Taxe annuelle de 3 % sur les immeubles : une nouvelle déclaration annuelle
Pour rappel, la taxe annuelle de 3 % s’applique, en principe, aux sociétés, organismes, fiducies et structures assimilées qui détiennent directement ou indirectement un ou plusieurs immeubles situés en France.
Afin de favoriser la transparence des structures de détention immobilière, plusieurs cas d’exonération sont toutefois prévus. Pour en bénéficier, les redevables doivent communiquer à l’administration fiscale les informations permettant d’identifier les immeubles concernés, ainsi que les personnes qui les détiennent.
Jusqu’à présent, certaines sociétés pouvaient remplir cette obligation en prenant simplement l’engagement de communiquer ces informations à la demande de l’administration fiscale.
Cette possibilité est désormais supprimée.
À compter de 2027, les sociétés et autres structures concernées devront obligatoirement déposer une déclaration annuelle, au plus tard le 15 mai, pour bénéficier de l’exonération.

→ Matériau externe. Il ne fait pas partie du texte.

PR #10, opened 2022-11-15
fix: tidy up types

vasco-santos:
This PR tidies up a bit types. Also:

-  `origin` is a Link (CID) per https://github.com/web3-storage/w3protocol/pull/160/files so updating it.
- augmented test to check Dynamo DB content was inserted


vasco-santos:
merging this as I still need it in my other PR and is just tidying up types

PR #14, opened 2022-11-15
feat: store star handlers

### LINKED ISSUE #11: Implement store/* providers
We have `store/add` implemented, let's get the remaining ones in: `store/remove` and `store/list`

vasco-santos:
This PR adds the remaining `store/*` handlers: list + remove.

As follow up, created issue https://github.com/web3-storage/upload-api/issues/16 to handle the cursor moving around - this needs to be updated in spec, [access](https://github.com/web3-storage/w3protocol/blob/main/packages/access/src/capabilities/store.js#L68) and upload-api

Closes #11

### DIFF
--- a/api/service/store/remove.js
+++ b/api/service/store/remove.js
@@ -1,0 +1,24 @@
+import * as Server from '@ucanto/server'
+import * as Store from '@web3-storage/access/capabilities/store'
+
+/**
+ * @typedef {import('@ucanto/interface').Link<unknown, number, number, 0 | 1>} Link
+ */
+
+/**
+ * @param {import('../types').StoreServiceContext} context
+ */
+export function storeRemoveProvider(context) {
+  return Server.provide(
+    Store.remove,
+    async ({ capability }) => {
+      const { link } = capability.nb
+      // Only use capability account for now to check if account is registered.
+      // This must change to access account/info!!
+      // We need to use https://github.com/web3-storage/w3protocol/blob/9d4b5bec1f0e870233b071ecb1c7a1e09189624b/packages/access/src/agent.js#L270
+      const account = capability.with
+
+      await context.storeTable.remove(account, link.toString())
+    }
+  )
+}
--- a/api/tables/store.js
+++ b/api/tables/store.js
@@ -78,16 +78,16 @@ export function createStoreTable (region, tableName, options = {}) {
      * @param {string} payloadCID
      */
     remove: async (uploaderDID, payloadCID) => {
-      const params = {
+      const cmd = new DeleteItemCommand({
         TableName: tableName,
         Key: marshall({
           uploaderDID,
           payloadCID,
         }),
         AttributesToGet: ['uploaderDID'],
-      }
+      })
   
-      await dynamoDb.send(new DeleteItemCommand(params))
+      await dynamoDb.send(cmd)
     },
     /**
      * List all CARs bound to an account
@@ -96,7 +96,7 @@ export function createStoreTable (region, tableName, options = {}) {
      * @param {import('../service/types').ListOptions} [options]
      */
     list: async (uploaderDID, options = {}) => {
-      const params = {
+      const cmd = new QueryCommand({
         TableName: tableName,
         Limit: options.pageSize || 20,
         KeyConditions: {
@@ -106,8 +106,8 @@ export function createStoreTable (region, tableName, options = {}) {
           },
         },
         AttributesToGet: ['payloadCID', 'size', 'origin', 'uploadedAt'],
-      }
-      const response = await dynamoDb.send(new QueryCommand(params))
+      })
+      const response = await dynamoDb.send(cmd)
 
       /** @type {import('../service/types').StoreListResult[]} */
       // @ts-expect-error
--- a/api/tables/store.js
+++ b/api/tables/store.js
@@ -83,8 +83,7 @@ export function createStoreTable (region, tableName, options = {}) {
         Key: marshall({
           uploaderDID,
           payloadCID,
-        }),
-        AttributesToGet: ['uploaderDID'],
+        })
       })
   
       await dynamoDb.send(cmd)
--- a/api/tables/store.js
+++ b/api/tables/store.js
@@ -2,8 +2,10 @@ import {
   DynamoDBClient,
   GetItemCommand,
   PutItemCommand,
+  DeleteItemCommand,
+  QueryCommand
 } from '@aws-sdk/client-dynamodb'
-import { marshall } from '@aws-sdk/util-dynamodb'
+import { marshall, unmarshall } from '@aws-sdk/util-dynamodb'
 
 /**
  * Abstraction layer to handle operations on Store Table.
@@ -12,6 +14,7 @@ import { marshall } from '@aws-sdk/util-dynamodb'
  * @param {string} tableName
  * @param {object} [options]
  * @param {string} [options.endpoint]
+ * @returns {import('../service/types').StoreTable}
  */
 export function createStoreTable (region, tableName, options = {}) {
   const dynamoDb = new DynamoDBClient({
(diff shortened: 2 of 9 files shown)


api/test/service/store.test.js
```diff
@@ -118,9 +118,161 @@ test('store add returns done if already uploaded', async (t) => {
...
+  t.truthy(item?.uploaderDID)
+})
+
+test('store remove does not fail for non existent link', async (t) => {
+  const server = await createStoreUcantoServer(t.context)
+  const account = alice.did()
+  const data = new Uint8Array([11, 22, 34, 44, 55])
+  const link = await CAR.codec.link(data)
+
+  const request = await CAR.encode([
```
alanshaw, line 132: What is the reason for using CAR encoder here? You lose the type validation from the capability if you manually create the invocation like this and also have to decode the response. For example, why not do this instead:

```js
import { connect } from '@ucanto/client'
import { CAR, CBOR } from '@ucanto/transport'
import * as StoreCapabilities from '@web3-storage/access/capabilities/store'

const conn = connect({
  id: t.context.serviceDid,
  encoder: CAR,
  decoder: CBOR,
  channel: server
})

const storeRemove = await StoreCapabilities.remove
    .invoke({
      issuer: alice,
      audience: parse(t.context.serviceDid.did()),
      capabilities: [{
        can: 'store/remove',
        with: account,
        nb: { link },
      }],
      proofs: [],
    })
    .execute(conn)
```

api/tables/store.js
```diff
@@ -67,6 +70,61 @@ export function createStoreTable (region, tableName, options = {}) {
...
+     *
+     * @param {string} uploaderDID
+     * @param {string} payloadCID
+     */
+     remove: async (uploaderDID, payloadCID) => {
+      const params = {
+        TableName: tableName,
+        Key: marshall({
+          uploaderDID: uploaderDID.toString(),
+          payloadCID: payloadCID.toString(),
```
alanshaw, line 85: Already strings according to the method params?

alanshaw (changes requested):

alanshaw:
😉😉😉 "store star" sounds cooler than "store asterisk"

api/test/service/store.test.js
vasco-santos: I know, the blocker for that is how to spin the SST resources in that way of doing tests. I am expecting to use client in integration tests (which performs capability invocation like you are suggesting).

However, for unit tests kind of interaction, we need to interact directly with the server instance and call request after creating it.

api/tables/store.js
vasco-santos: good catch, I moved things around and forgot these

api/test/service/store.test.js
```diff
@@ -72,9 +72,9 @@ test('store add returns signed url for uploading', async (t) => {
 
   const item = await getItemFromStoreTable(t.context.dynamoClient, alice, link)
   t.truthy(item)
-  t.truthy(item.uploadedAt)
-  t.truthy(item.proof)
-  t.truthy(item.uploaderDID)
+  t.truthy(item?.uploadedAt)
+  t.truthy(item?.proof)
+  t.truthy(item?.uploaderDID)
```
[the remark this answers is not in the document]
vasco-santos: Made type check and added size as well

api/tables/store.js
```diff
@@ -67,6 +70,61 @@ export function createStoreTable (region, tableName, options = {}) {
...
   
       return item
+    },
+    /**
+     * Unbinds a link CID to an account
+     *
+     * @param {string} uploaderDID
+     * @param {string} payloadCID
+     */
+     remove: async (uploaderDID, payloadCID) => {
```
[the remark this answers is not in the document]
vasco-santos: oh no, CI is happy with it :(

api/service/store/remove.js
```diff
@@ -0,0 +1,32 @@
...
+ * @param {import('../types').StoreServiceContext} context
+ */
+export function storeRemoveProvider(context) {
+  return Server.provide(
+    Store.remove,
+    async ({ capability, invocation }) => {
+      const { link } = capability.nb
+
+      if (!link) {
+        return new Server.MalformedCapability(
```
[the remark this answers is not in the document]
vasco-santos: Oh ok, I did not know this. I was following old API code for it. That makes sense, I am removing

vasco-santos:
> 😉😉😉 "store star" sounds cooler than "store asterisk"

I like asterisk more actually, but renamed for consistency

api/test/service/store.test.js
olizilla: @vasco-santos i think Alan is saying, you can pass the uncanto server **object** directly to a uncanto client and then use the client to test different scenarios. No http requests occur, not http api gateway needed. The client object uses the server object directly.

vasco-santos: In that scenario, we get limited by the things we can test on having the client to support them (example: list with pagination, ...)

I think we should use the client, but in integration tests, not unit

api/test/service/store.test.js
```diff
@@ -72,9 +73,11 @@ test('store add returns signed url for uploading', async (t) => {
...
   const item = await getItemFromStoreTable(t.context.dynamoClient, alice, link)
   t.truthy(item)
-  t.truthy(item.uploadedAt)
-  t.truthy(item.proof)
-  t.truthy(item.uploaderDID)
+  t.is(typeof item?.uploadedAt, 'string')
+  t.is(typeof item?.proof, 'string')
+  t.is(typeof item?.uploaderDID, 'string')
+  t.truthy(DID.parse(item?.uploaderDID))
+  t.is(typeof item?.size, 'number')
```
olizilla, line 80: maybe check that it's the DID and size you expect it to be here?

api/test/service/store.test.js
```diff
@@ -117,10 +120,163 @@ test('store add returns done if already uploaded', async (t) => {
...
   const item = await getItemFromStoreTable(t.context.dynamoClient, alice, link)
-  t.truthy(item)
-  t.truthy(item.uploadedAt)
-  t.truthy(item.proof)
-  t.truthy(item.uploaderDID)
+  t.is(typeof item?.uploadedAt, 'string')
+  t.is(typeof item?.proof, 'string')
+  t.is(typeof item?.uploaderDID, 'string')
+  t.truthy(DID.parse(item?.uploaderDID))
+  t.is(typeof item?.size, 'number')
```
olizilla, line 127: check DID is the one you expect

olizilla (approved):
👍

api/test/service/store.test.js
```diff
@@ -117,10 +120,163 @@ test('store add returns done if already uploaded', async (t) => {
...
+})
+
+test('store remove does not fail for non existent link', async (t) => {
```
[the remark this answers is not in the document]
vasco-santos: Discussion time in https://github.com/web3-storage/upload-api/issues/21

vasco-santos:
Addressed Oli's nits and merging given it is approved and also addressed all Alan's comments. 

@alanshaw we can address [this](https://github.com/web3-storage/upload-api/pull/14#discussion_r1024156583) differently if you have more feedback in follow up :)

api/test/service/store.test.js
```diff
@@ -72,9 +72,13 @@ test('store add returns signed url for uploading', async (t) => {
 
   const item = await getItemFromStoreTable(t.context.dynamoClient, alice, link)
   t.truthy(item)
-  t.truthy(item.uploadedAt)
-  t.truthy(item.proof)
-  t.truthy(item.uploaderDID)
+  t.is(typeof item?.uploadedAt, 'string')
+  t.is(typeof item?.proof, 'string')
+  t.is(typeof item?.uploaderDID, 'string')
+  t.is(item?.uploaderDID, account)
```
olizilla, line 78: account is now a bit of a trigger word for me. I see `account` and i mentally swap it with `space` and that trips me up here. Can we do
```suggestion
  t.is(item?.uploaderDID, alice.did())
```
and drop the word `account` from the tests pls?

api/test/service/store.test.js
alanshaw: If you want to test capabilities that are not in the access client _yet_ then you can always create them here in the same way as the access client creates them. You also get the benefit of being able to copy/pasta them to the client after you've defined them here and tested them.

vasco-santos: Let's sync on this tomorrow and decide

olizilla: i make it so in #23 and i like it

PR #15, opened 2022-11-15
feat: validate store/add access

alanshaw:
This PR adds a request to w3access when a `store/add` invocation is handled.

The request to w3access ensures that the target space has been verified by a user via email.

### DIFF
--- a/api/functions/ucan-invocation-router.js
+++ b/api/functions/ucan-invocation-router.js
@@ -1,8 +1,10 @@
 import * as Server from '@ucanto/server'
 import * as CAR from '@ucanto/transport/car'
 import * as CBOR from '@ucanto/transport/cbor'
+import { DID } from '@ucanto/core'
 
 import getServiceDid from '../authority.js'
+import { createAccess } from '../access.js'
 import { createSigner } from '../signer.js'
 import { createCarStore } from '../buckets/car-store.js'
 import { createStoreTable } from '../tables/store.js'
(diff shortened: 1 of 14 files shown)


vasco-santos (commented):
Yes! I Like it

olizilla:
@alanshaw plz to add PR description or link to issue or both!

api/service/store/add.js
```diff
@@ -28,22 +28,25 @@ export function storeAddProvider(context) {
...
-      const account = capability.with
 
+      const resource = Server.DID.parse(capability.with).did()
       const [
+        verified,
         carIsLinkedToAccount,
         carExists
       ] = await Promise.all([
-        context.storeTable.exists(account, link.toString()),
+        context.access.verifyInvocation(invocation),
```
olizilla, line 38: do `context.access.verifyInvocation` before we do any other work? db and bucket reads have a smol $ cost.

api/functions/ucan-invocation-router.js
```diff
@@ -35,7 +39,9 @@ async function ucanInvocationRouter (request) {
     }
   }
 
-  const server = await createUcantoServer({
+  const id = await getServiceDid()
```
olizilla, line 42: plz long name like
```suggestion
  const uploadApiDid = await getServiceDid()
```

olizilla (approved):
👍

api/service/store/add.js
alanshaw: IDK, I'm optimistically hoping that requests are going to have access to do this.

vasco-santos (commented):
Can you extend this to `store/*`? and maybe `upload/*` if this lands after https://github.com/web3-storage/w3protocol/pull/184

api/test/utils.js
```diff
@@ -77,3 +96,81 @@ export function getSigningOptions(ctx) {
     bucket: ctx.bucketName,
   }
 }
+
+/** @returns {Promise<MockAccess>} */
+export async function createAccessServer () {
```
vasco-santos, line 101: Might be nice to consider creating a mock module for this as I expect it to be needed in more services. Not for now, just raising thoughts for visibility :)

vasco-santos (approved):
LGTM! 🎉  Thanks

olizilla:
I had to make similar changes to createUcantoServer in #35 so let's get this one merged and I can deal with the conflicts over there.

La loi crée également une nouvelle obligation pour les sociétés et autres structures qui ne disposent pas d’un établissement stable en France. Elles devront désigner, dans cette déclaration, un représentant établi en France, habilité à recevoir pour leur compte l’ensemble des communications, actes de procédure et notifications de l’administration fiscale relatifs au contrôle de cette taxe.
À défaut d’une telle désignation, la loi prévoit que la société ou la structure connue de l’administration la plus proche des immeubles dans la chaîne de détention sera réputée recevoir ces actes pour le compte de la société concernée.
Par ces nouvelles mesures, l’objectif visé est de renforcer la transparence des structures détenant des biens immobiliers en France et faciliter les contrôles de l’administration fiscale.